WHAT YOU WILL DO:
Restate word for word the lines in the listing below, starting at the line containing "Changes requested by NB have been made." and ending at the line containing "Did you also test this against regression?", both included; leave out the rest.

** DATA SECTION follows **

PR #235, opened 2019-07-23
Enable subsetting by BED file

barkasn:
Allows subsetting fastq files by interval bed instead of a parameter to the CLI. This allows subsetting for gene regions for example.


barkasn:
This should be ready to merge, but as it doesn't have tests, I am waiting for the example workflow I am running to complete before requesting Eng review. The workflow can be found here:

https://job-manager.caas-prod.broadinstitute.org/jobs/0883bb08-3504-482a-94cb-670e1069aadc

PR #239, opened 2019-07-25
Set ScatterBam docker to be a public Picard docker.

infispiel:
### Purpose
- Some users are unable to use the Optimus pipeline due to docker image restrictions.
- We shouldn't be using the docker image used previously in ScatterBam.
- [Related Issue: GL-473](https://broadinstitute.atlassian.net/browse/GL-473)

### Changes
- Update picard Dockerfile to represent new maintainer & version.
- Change ScatterBam to use a just-created quay.io picard image.

### Review Instructions
- Run Optimus, and get the same-enough results as using the old ScatterBam docker image.

### DIFF
--- a/library/tasks/ScatterBam.wdl
+++ b/library/tasks/ScatterBam.wdl
@@ -1,3 +1,4 @@
+
 task ScatterBam {
 
   File bam_to_scatter
@@ -6,7 +7,7 @@ task ScatterBam {
 
   command <<<
     mkdir scattered_bams
-    java -Xms7g -jar /usr/gitc/picard.jar \
+    java -Xms7g -jar /usr/picard/picard.jar \
       SplitSamByNumberOfReads \
       INPUT=${bam_to_scatter} \
       SPLIT_TO_N_FILES=${scatter_width} \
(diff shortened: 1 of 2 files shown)


library/tasks/ScatterBam.wdl
```diff
@@ -22,6 +22,6 @@ task ScatterBam {
     disks: "local-disk ${disk_size} HDD"
     cpu: 2
     memory: "7.5 GiB"
-    docker: "us.gcr.io/broad-gotc-prod/genomes-in-the-cloud:2.3.3-1513176735"
+    docker: "quay.io/humancellatlas/secondary-analysis-picard:2.20.4"
```
pshapiro4broad: Is there a reason to prefer the quay.io one over the dockerhub one?

infispiel: I picked quay to be consistent with other docker images, since it sounds like HCA mostly pushes to quay. Does dockerhub have a recent picard docker image? I had to build this one myself.

infispiel: Ah, I see, there is the dockerhub picard image -- it seems like it is build very frequently, too. I suppose the question that remains then is whether it's better to use this automatically updated image or to use a quay image that we know the results of & is stored under HCA.

infispiel: For simplicity's sake we have opted to leave this instance of the change to be on quay. I'm adding a ticket to the backlog to look into updated all of the picard image references in Skylab, and there we will consider whether to use the dockerhub automatic releases or keep releasing our own on quay.

PR #244, opened 2019-08-02
remove the passing build test from the requirements for pullapprove

jessicaway:
### Purpose

- The build test is being split into multiple test entries as portability tests PR #234 . Requiring a passing build test will no longer make sense. We will add the individual tests sback in at a later time. 

### Changes

- Remove the build test from the pullapprove requirements 

### Review Instructions

- No instructions.

### DIFF
--- a/.pullapprove.yml
+++ b/.pullapprove.yml
@@ -1,9 +1,6 @@
 version: 3
 
 pullapprove_conditions:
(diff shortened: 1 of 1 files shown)


jessicaway:
Thanks @rhiananthony !

PR #267, opened 2019-10-09
Remove hard-coded pipeline version from WDLs

samanehsan:
### Purpose
Defining the analysis workflow version in the WDL itself requires keeping that hard-coded version variable up to date. This is prone to manual errors and complicates the release process for pipelines in Skylab.

### Changes
Remove this variable, so that the github tag is the source of truth for the pipeline version

Note: This should be merged after the adapter pipelines are updated to use the pipeline versions specified in Lira's config instead of the pipeline WDLs:
- https://github.com/HumanCellAtlas/adapter-pipelines/pull/6
- https://github.com/HumanCellAtlas/lira/pull/188

### Review Instructions
- No instructions.

### DIFF
--- a/pipelines/cellranger/cellranger.wdl
+++ b/pipelines/cellranger/cellranger.wdl
@@ -2,8 +2,6 @@ workflow CellRanger {
     meta {
         description: "Analyze 3' single-cell RNA-seq data using the 10X Genomics Cellranger pipeline."
     }
-    # version of this pipeline
-    String version = "cellranger_v1.0.2"
 
     String sample_id
     Array[File] fastqs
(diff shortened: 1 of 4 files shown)


samanehsan:
retest this please

samanehsan:
According to @kbergin:
>In our new release process we’ve recently implemented for the rest of the GP Pipelines we also put the version number in the wdl and wrote a script to confirm it’s updated when there have been changes to the pipeline. We intend to output this version number into the headers of bams and similar outputs in the future.

So considering this version could be used in a similar way for the HCA pipelines in the future, we can leave them in for now but still update Lira and the adapter-pipelines to use the pipeline version defined in the config.

PR #268, opened 2019-10-11
Update SmartSeq2 version to v2.5.0

samanehsan:
### Purpose
Since we removed the max retries parameter out of the SmartSeq2 pipeline (in order to allow us to set this value in the workflow options file), we need to tag a new version so that we can make use of this small change.

### Changes
- No changes.

### Review Instructions
- No instructions.


samanehsan:
Agreed! It's hard to look through the commits and figure out which ones affected a particular pipeline.

PR #276, opened 2019-11-01
fix matrix_format_spec 40->80

barkasn:
Trivial fix of documentation of output matrix spec


samanehsan:
Btw it looks like there are merge conflicts with the master branch @barkasn :octocat:

PR #320, opened 2020-04-07
Lk optimus diagram

ekiernan:
### Purpose
Review updated summary diagram

### Changes
Updated the Optimus summary diagram
### Review Instructions

- No instructions.


ekiernan:
Changes requested by NB have been made.

pipelines/optimus/README.md
```diff
@@ -29,7 +29,7 @@
 
 
 # Optimus Pipeline Overview
-![Diagram](https://github.com/HumanCellAtlas/skylab/blob/master/pipelines/optimus/Optimus_diagram.png)
+![Diagram](Optimus_diagram2.png)
```
pshapiro4broad, line 32: Instead of deleting the original and adding a new file, it would be better to replace the original with the new copy. We don't want to create a new file every time we have a new version of the diagram.

ekiernan: I updated the diagram so that it has the original name again.

PR #161, opened 2016-01-22
Dev phi issue - problem with min & max phi calculation when crossing +pi/-pi line.

drasal:
Implemented new algorithm to find if the module was possibly hit to speed-up the whole procedure of tracking algorithm. The couldHit function works correctly only for the rectangular modules, so for wedge-shaped modules it returns always true (correct, but no speed-up effect).


drasal:
Kindly tested by Gabrielle using the baseline geometry -> OK:
http://ghugo.web.cern.ch/ghugo/layouts/resolution/Baseline_flat/indexpixel.html

Compare with the older version:
http://cms-tklayout.web.cern.ch/cms-tklayout/layouts/repository-git-dev/Baseline_flat/indexpixel.html

PR #169, opened 2016-03-07
Removed redundant info in old PIXEL XML template file + When generating the xmls, a cfg info file is created

ghugo83:
- Removed redundant info in old PIXEL XML template file (trackerVolumeTemplate.xml)
- When generating the xmls, a cfg info file is created : the info file is called layout_date.cfg and is placed in the xml directory, in addition to the set of XMLs


alkemyst:
Thank you very much for this, Gabrielle!
Did you also test this against regression?

ghugo83:
Yes I did. 
The only thing I would still want to modify is that the 'comment' part is placed a bit lower in tracker.xml than in the other XMLs, it totally doesn't matter of course since it is just a comment. But I will make things be perfectly 'symmetric' in a few mins and push it ;)

ghugo83:
Done ;)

** End of DATA SECTION **

EXERCISE ANSWER:
Changes requested by NB have been made.

pipelines/optimus/README.md
```diff
@@ -29,7 +29,7 @@
 
 
 # Optimus Pipeline Overview
-![Diagram](https://github.com/HumanCellAtlas/skylab/blob/master/pipelines/optimus/Optimus_diagram.png)
+![Diagram](Optimus_diagram2.png)
```
pshapiro4broad, line 32: Instead of deleting the original and adding a new file, it would be better to replace the original with the new copy. We don't want to create a new file every time we have a new version of the diagram.

ekiernan: I updated the diagram so that it has the original name again.

PR #161, opened 2016-01-22
Dev phi issue - problem with min & max phi calculation when crossing +pi/-pi line.

drasal:
Implemented new algorithm to find if the module was possibly hit to speed-up the whole procedure of tracking algorithm. The couldHit function works correctly only for the rectangular modules, so for wedge-shaped modules it returns always true (correct, but no speed-up effect).


drasal:
Kindly tested by Gabrielle using the baseline geometry -> OK:
http://ghugo.web.cern.ch/ghugo/layouts/resolution/Baseline_flat/indexpixel.html

Compare with the older version:
http://cms-tklayout.web.cern.ch/cms-tklayout/layouts/repository-git-dev/Baseline_flat/indexpixel.html

PR #169, opened 2016-03-07
Removed redundant info in old PIXEL XML template file + When generating the xmls, a cfg info file is created

ghugo83:
- Removed redundant info in old PIXEL XML template file (trackerVolumeTemplate.xml)
- When generating the xmls, a cfg info file is created : the info file is called layout_date.cfg and is placed in the xml directory, in addition to the set of XMLs


alkemyst:
Thank you very much for this, Gabrielle!
Did you also test this against regression?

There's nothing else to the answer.